I'm trying to wrap my head around Rust's generics. I'm writing something to extract HTML from different web sites. What I want is something like this:

trait CanGetTitle {
    fn get_title(&self) -> String;
}

struct Spider<T: CanGetTitle> {
    pub parser: T
}

struct GoogleParser;
impl CanGetTitle for GoogleParser {
    fn get_title(&self) -> String {
        "title from H1".to_string().clone()
    }
}

struct YahooParser;
impl CanGetTitle for YahooParser {
    fn get_title(&self) -> String {
        "title from H2".to_string().clone()
    }
}

enum SiteName {
    Google,
    Yahoo,
}

impl SiteName {
    fn from_url(url: &str) -> SiteName {
        SiteName::Google
    }
}

fn main() {
    let url = "http://www.google.com";
    let site_name = SiteName::from_url(&url);
    let spider: Spider<_> = match site_name {
        Google => Spider { parser: GoogleParser },
        Yahoo => Spider { parser: YahooParser }
    };

    spider.parser.get_title();    // fails
}

I'm getting an error about the match returning Spiders parameterised over two different types.
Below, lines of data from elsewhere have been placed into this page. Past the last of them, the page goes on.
PR #5470, opened 2022-12-23
Add KubeOneCluster to ExternalCluster API object

imharshita:
Signed-off-by: Harshita sharma <harshita.sharma6174@gmail.com>

Add KubeOneCluster to ExternalCluster API object:
- ProviderName
- Region
- ContainerRuntime

Fixes #

**What type of PR is this?**

```release-note
NONE
```

**Documentation**:

```documentation
NONE
```

### DIFF
--- a/modules/api/pkg/handler/v2/external_cluster/external_cluster.go
+++ b/modules/api/pkg/handler/v2/external_cluster/external_cluster.go
@@ -23,6 +23,7 @@ import (
 	"fmt"
 	"io"
 	"net/http"
+	"regexp"
 
 	jsonpatch "github.com/evanphx/json-patch"
 	"github.com/go-kit/kit/endpoint"
@@ -55,6 +56,7 @@ const (
 	normalType       = "normal"
 	DeleteAction     = "delete"
 	DisconnectAction = "disconnect"
+	Base64           = "^(?:[A-Za-z0-9+\\/]{4})*(?:[A-Za-z0-9+\\/]{2}==|[A-Za-z0-9+\\/]{3}=|[A-Za-z0-9+\\/]{4})$"
 )
 
 // createClusterReq defines HTTP request for createExternalCluster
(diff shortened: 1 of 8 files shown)


modules/api/pkg/handler/v2/external_cluster/external_cluster.go
```diff
@@ -103,12 +105,20 @@ func (req createClusterReq) Validate() error {
 }
 
 func DecodeManifestFromKubeOneReq(encodedManifest string) (*kubeonev1beta2.KubeOneCluster, error) {
+	var err error
+	var manifest []byte
+	rxBase64 := regexp.MustCompile(Base64)
```
hbernardo, line 110: This could be a global var for performance, as `regexp.MustCompile(Base64)` needs to run only once.

modules/api/pkg/kubernetes/helper.go
```diff
@@ -37,18 +42,45 @@ func CheckContainerRuntime(ctx context.Context,
...
+
+	controlPlaneNode, err := ListControlPlaneNode(ctx, clusterClient)
+	if err != nil {
+		return "", fmt.Errorf("failed to fetch container runtime: not able to list control plane nodes %w", err)
+	}
+
+	for _, node := range controlPlaneNode.Items {
+		containerRuntimeVersion := node.Status.NodeInfo.ContainerRuntimeVersion
+		strSlice := strings.Split(containerRuntimeVersion, ":")
+		return strSlice[0], nil
```
hbernardo, line 58: The "for" loop will iterate only the first slice element in that case. Is that intended?

modules/api/pkg/kubernetes/helper.go
```diff
@@ -37,18 +42,45 @@ func CheckContainerRuntime(ctx context.Context,
...
+
+	selector := labels.NewSelector().Add(*nodeReq)
+	if err != nil {
+		return nil, errors.Wrap(err, "error converting node label requirement to selector")
 	}
-	return "", fmt.Errorf("failed to fetch container runtime: no control plane nodes found with label %s", NodeControlPlaneLabel)
+
+	nodes := &corev1.NodeList{}
+	listOpts := &ctrlruntimeclient.ListOptions{
+		Limit:         1,
```
hbernardo, line 77: IMO, this should be a function parameter `limit` instead of constant (1), because the function signature doesn't make it clear that the function will return only one node for the list.

modules/api/pkg/handler/v2/external_cluster/kubeone.go
```diff
@@ -291,3 +298,36 @@ func getKubeOneAPIMachineDeployments(ctx context.Context,
...
+	for _, node := range nodes.Items {
+		region = node.Labels[NodeRegionLabel]
+		containerRuntimeVersion := node.Status.NodeInfo.ContainerRuntimeVersion
+		strSlice := strings.Split(containerRuntimeVersion, ":")
+		containerRuntime = strSlice[0]
+
+		clusterSpec := &apiv2.KubeOneClusterSpec{
+			Region: region,
+		}
+		apiCluster.Spec.ContainerRuntime = containerRuntime
```
hbernardo, line 328: Similar problem here. We have a loop that is filling the same variable attribute. It looks like it shouldn't be a loop.

hbernardo (changes requested):

hbernardo (approved):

It expects it to return Spider<GoogleParser> because that's the return type of the first arm of the pattern match.

How can I declare that spider should be any Spider<T: CanGetTitle>?

2

There are 2 answers

4
Shepmaster On BEST ANSWER

How can I declare that spider should be any Spider<T: CanGetTitle>?
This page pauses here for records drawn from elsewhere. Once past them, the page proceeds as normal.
PR #5485, opened 2022-12-30
Endpoint for total resource quota availiability/usage

### LINKED ISSUE #5483: Total resource quota/used quota endpoint

Add an endpoint which returns the total resource quota available for all projects and the total usage of the resource quota. For display purposes on the UI

lsviben:

Endpoint for total resource quota availiability/usage. All the existing resource quotas are listed and their total quota amount and used amount are added

Fixes #5483 

**What type of PR is this?**
/kind feature

```release-note
Added an admin API endpoint which shows the total resource quota allocation and usage.
```

**Documentation**:

```documentation
NONE
```


modules/api/pkg/handler/v2/routes_v2.go
```diff
@@ -1439,6 +1439,10 @@ func (r Routing) RegisterV2(mux *mux.Router, oidcKubeConfEndpoint bool, oidcCfg
 		Path("/quotas/{quota_name}").
 		Handler(r.getResourceQuota())
 
+	mux.Methods(http.MethodGet).
+		Path("/totalquota").
```
pkprzekwas, line 1443: It seems that GET `quotas` endpoint is still available (you need to double check me on that). If so, how about using it for returning the final sum for all quotas?
```suggestion
		Path("/quotas").
```

pkprzekwas, line 1443: This endpoint's name stands alone a bit. Maybe instead of introducing a new endpoint we could modify existing GET `/quotas` endpoint by introducing additional parameter e.g. `?accumulate=true`. I glanced through the code and it seems possible. With this new approach, using other existing query params for this endpoint, we could get calculation of per project resource quota for free.

pkprzekwas (approved):
/lgtm
/approve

You cannot. Simply put, the compiler would have no idea how much space to allocate to store spider on the stack.

Instead, you will want to use a trait object: Box<CanGetTitle>:

impl<T: ?Sized> CanGetTitle for Box<T>
where
    T: CanGetTitle,
{
    fn get_title(&self) -> String {
        (**self).get_title()
    }
}

fn main() {
    let innards: Box<CanGetTitle> = match SiteName::Google {
        SiteName::Google => Box::new(GoogleParser),
        SiteName::Yahoo => Box::new(YahooParser),
    };
    let spider = Spider { parser: innards };
}
3
Peter Hall On

How can I declare that spider should be any Spider<T: CanGetTitle>?

Just to add a little to what @Shepmaster already said, spider cannot be any Spider<T>, because it has to be exactly one Spider<T>. Rust implements generics using monomorphization (explained here) which means it compiles a separate version of your polymorphic function for each concrete type that is used. If the compiler cannot deduce a unique T for a particular call site then it's a compile error. In your case, the compiler deduced that the type must be Spider<Google>, but then the next line tries to treat it as Spider<Yahoo>.

Using a trait object lets you defer all of that to runtime. By storing the actual object on the heap and using a Box, the compiler knows how much space needs to be stack allocated (just the size of a Box). But this comes with performance costs: there is extra pointer indirection when the data needs to be accessed and, more significantly, the optimising compiler cannot inline virtual calls.

It is often possible to rejig things so you can work with a monomorphic type anyway. One way to do that in your case is to avoid the temporary assignment to a polymorphic variable, and use the value only at a place where you know its concrete type:

fn do_stuff<T: CanGetTitle>(spider: Spider<T>) {
    println!("{:?}", spider.parser.get_title());
}

fn main() {
    let url = "http://www.google.com";
    let site_name = SiteName::from_url(&url);
    match site_name {
        SiteName::Google => do_stuff(Spider { parser: GoogleParser }),
        SiteName::Yahoo => do_stuff(Spider { parser: YahooParser })
    };
}

Notice that each time do_stuff is called, T resolves to a different type. You only write one implementation of do_stuff, but the compiler monomorphizes it twice - once for each type that you called it with.

If you use a Box then each call to parser.get_title() will have to be looked up in the Box's vtable. But this version will usually be faster by avoiding the need for that lookup, and allowing the compiler the possibility of inlining the body of parser.get_title() in each case.